Consistent Zero-Shot Imitation with Contrastive Goal Inference
Abstract
In the same way that generative models today conduct most of their training in a self-supervised fashion, how can agentic models conduct their training in a self-supervised fashion, interactively exploring, learning, and preparing to quickly adapt to new tasks? The problem of reward-free exploration is well studied in the unsupervised reinforcement learning (URL) literature but fails to prepare agents for rapid adaptation to new demonstrations. Today's language and vision models are trained on data provided by humans, which provides a strong inductive bias for the sorts of tasks that the model will have to solve. However, when prompted to imitate a new task, some methods perform distribution matching against the demonstration data without properly accounting for the difficulty of various tasks. The key contribution of our paper is a method for pre-training interactive agents in a self-supervised fashion, so that they can instantly mimic expert demonstrations.
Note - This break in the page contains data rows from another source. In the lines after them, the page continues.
PR #412, opened 2022-08-11
Rewording and reorganizing introduction to fit with the current draft

brucemiller:
As it says...
Should be closer to the final form.

### DIFF
--- a/src/introduction.html
+++ b/src/introduction.html
@@ -15,10 +15,6 @@
   of the mathematics being represented, the notation and semantics
   are not the same.  The semantic symbols and structures are
   subtly distinct from those of the notation.</p>
- </section>
-
- <section>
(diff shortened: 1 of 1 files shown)


src/introduction.html
```diff
@@ -44,43 +40,58 @@ <h3 id="intro_overview">Overview</h3>
...
   </p>
- </section>
 
+
+
+ </section>
+ <section>
+  <h3 id="intro_overview">MathML Notes</h3>
+  <p>
+   In addition to these two specifications, the Math WG group has developed the non-normative
```
davidcarlisle, line 92: we could also mention media types spec at this level  (and probably in the end an update to the entities spec) but I don't think this comment blocks this PR

davidcarlisle (approved):

PR #413, opened 2022-08-13
pubrules security and privacy sections

davidcarlisle:
Changing the class from ED to FPWD triggered some extra checks from respec and pubrules, and both wanted security and privacy considerations sections.

This PR adds appendices with the required names with initial text just referencing the matching sections in mathml-core. We could add more specific text if required later, but opening a PR to log a decision to add or not these sections as appendices.

### DIFF
--- a/index.html
+++ b/index.html
@@ -193,7 +193,10 @@
      edDraftURI:    "https://w3c.github.io/mathml/",
      shortName:     "MathML4",
      canonicalURI: "TR",
-     maxTocLevel:   4,
+       maxTocLevel:   4,
+       lint: {
+	   "required-sections":false
+       },
      otherLinks:    [{
      key: "Latest MathML Recommendation",
      data: [{
@@ -485,8 +488,6 @@ div.issue > *:nth-child(2) {display:block;}
   <section data-include="src/operator-dict.html" data-include-replace="true"></section>
   <section data-include="src/accessibility.html" data-include-replace="true"></section>
   <section data-include="src/conformance.html" data-include-replace="true"></section>
-  <section data-include="src/security.html" data-include-replace="true"></section>
-  <section data-include="src/privacy.html" data-include-replace="true"></section>
   <section data-include="src/contm-ops.html" data-include-replace="true"></section>
   <section data-include="src/transform2strict.html" data-include-replace="true"></section>
   <section data-include="src/mmlindex.html" data-include-replace="true"></section>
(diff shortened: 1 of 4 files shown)


davidcarlisle:
We need these sections but they don't have to be top level appendices so the same markup could instead be added at the end of  `conformance` so making sections D.4 and D.5 instead of E and F. So keeping the total number of appendices down

NSoiffer:
I looked a few specs and they all had a single section labelled "Privacy and Security Considerations". Some were small and some larger. Most started with "This section is non-normative."  I'd suggest doing that except that the rest of the spec is sloppy about it, so I don't know if we should clean up the rest of the spec and put it in here or just ignore this.

FYI: ARIA for example did what you wrote and punted to HTML for security and privacy.

I guess my only actionable suggestion is to combine the two sections into one.

polx:
I think something around here should speak about the DTD, schema or entity injection danger... At least MathML core does not seem to do so.

davidcarlisle:
@polx  can you suggest some text? I am not sure what you have in mind here as MathML doesn't control the host document, and as the only normative schema is the relaxNG which can not be referenced from the document, I'm not sure what we could say,

NSoiffer:
I'm good with what is there. Once @polx signs off or suggests some text [seems not needed to be, but not my area], go ahead with the merge.

polx:
Something such as the following?

In some situations, MathML expressions can be parsed as XML. The security considerations of XML parsing apply then as explained in [RFC 7303](https://www.rfc-editor.org/rfc/rfc7303#section-10).

polx:
All good.
I just don't see why [?RFC has a ? but it seems to not bother.

davidcarlisle:
@polx  ?`makes it non-normative although actually it make no difference here as references in non normative appendices are automatically non-normative. 

so this added RFC7303 to J.2 although I notice J.1 already has RFC3023 with same title,  I guess we should just reference 7303 ?

3023 refs:

```
$ grep 3023 index.html src/*l
src/media-types.html:    application/xml as specified in [[RFC3023]]</p>
src/media-types.html:    [[RFC3023]] apply.</p>
src/media-types.html:    <p>As with other XML types and as noted in [[RFC3023]] section 10,
src/media-types.html:    <p>Magic number(s): see [[RFC3023]]</p>
src/media-types.html:    application/xml as specified in [[RFC3023]]</p>
src/media-types.html:    [[RFC3023]] apply.</p>
src/media-types.html:    <p>As with other XML types and as noted in [[RFC3023]] section 10,
src/media-types.html:    <p>Magic number(s): see [[RFC3023]]</p>
src/media-types.html:    application/xml as specified in [[RFC3023]]</p>
src/media-types.html:    [[RFC3023]] apply.</p>
src/media-types.html:    <p>As with other XML types and as noted in [[RFC3023]] section 10,
src/media-types.html:    <p>Magic number(s): see [[RFC3023]]</p>
src/world-interactions.html:   which has been superseded by [[RFC3023]].</p>
```

polx:
well, that file could be removed. I've created the pull request [#414](https://github.com/w3c/mathml/pull/414).

Issue #306, opened 2022-03-31
extract media-type declarations into a standalone specification


polx:
The text in chapter 6 about the resource-types and encodings (e.g. [6.2.3](https://w3c.github.io/mathml/#world_resource_types) and [6.2.4](https://w3c.github.io/mathml/#encoding-names) and the text in [appendix B](https://w3c.github.io/mathml/#media-types-reg) should be extracted into a note that will enter [mathml-docs](https://github.com/w3c/mathml-docs/) and should be prepared to become a recommendation.

polx:
First effort made in [this branch](https://github.com/w3c/mathml-docs/tree/extract-media-type-issue-306).

@davidcarlisle : is there a way for me to have more "wrappings" such as table of contents and a bibliography?
And... how does it get rendered? (I guess into [here](https://w3c.github.io/mathml-docs/mathml-media-types/)?).

Tricky parts thus far:

- refer to MathML's chapter 3 and chapter 4 as the definition of presentation and content is done using such sa https://www.w3.org/TR/MathML/chapter3.html . I guess it is stable enough.
- refer to MathML's declaration is done for MathML3. I think that this stays.

Future: once the [RFC6388](https://datatracker.ietf.org/doc/html/rfc6838) is moved to drop Macintosh 4-letter codes, we shall do so...

davidcarlisle:
@polx to see a rendered version locally I just use a web server rooted at the git checkout, specifically

`python3 -m http.server 8080 &`

then look at ` http://localhost:8080/index.html`  

to get a public view it's easier to do as @samdooley  just did for the chapter 4 re-arrangment, use a fork and run gh-pages on the fork ending up in that caase with  https://github.com/samdooley/mathml

You should get a table of contents automatically just from  using correctly nested `<section><h???>xxxx` in the main document.

For references reference a spec such as `[[MathML3]]` and respec will make a references section. respec knows about all w3c and rfc and similar specs. It doesn't know about MathML4 yet, you can add more though , see the `localBiblio`  entry in the respec config of the main spec. You can check what resepc does already know about at https://www.specref.org/

davidcarlisle:
@polx  the table of contents didn't appear as there was a respec error (the mmlindex function copied from the main spec had no target)  I have fixed it up locally and some other respec warnings.

 I could push to your branch if you have no pending edits or I could make a new branch and PR to your branch if you prefer?

[...]

PR #414, opened 2022-08-13
Media types have been extracted

polx:
Following [this comment of @davidcarlisle](https://github.com/w3c/mathml/pull/413#issuecomment-1214211155): removing media-types (they have been published as part of issue #306) and pointing to RFC7303 instead of the older one.


davidcarlisle:
@polx  thanks the change looks good, but spec.html shouldn't be in main branch (just gh-pages)  I'll apply the change locally  then close here.

davidcarlisle:
closing here as done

Our method treats goals (i.e., observations) as the atomic construct. During training, our method automatically proposes goals and practices reaching them, building off prior work in reinforcement learning exploration. During evaluation, our method solves an (amortized) inverse reinforcement learning problem to explain demonstrations as optimal goal-reaching behavior. Experiments on standard benchmarks (not designed for goal-reaching) show that our approach outperforms prior methods for zero-shot imitation.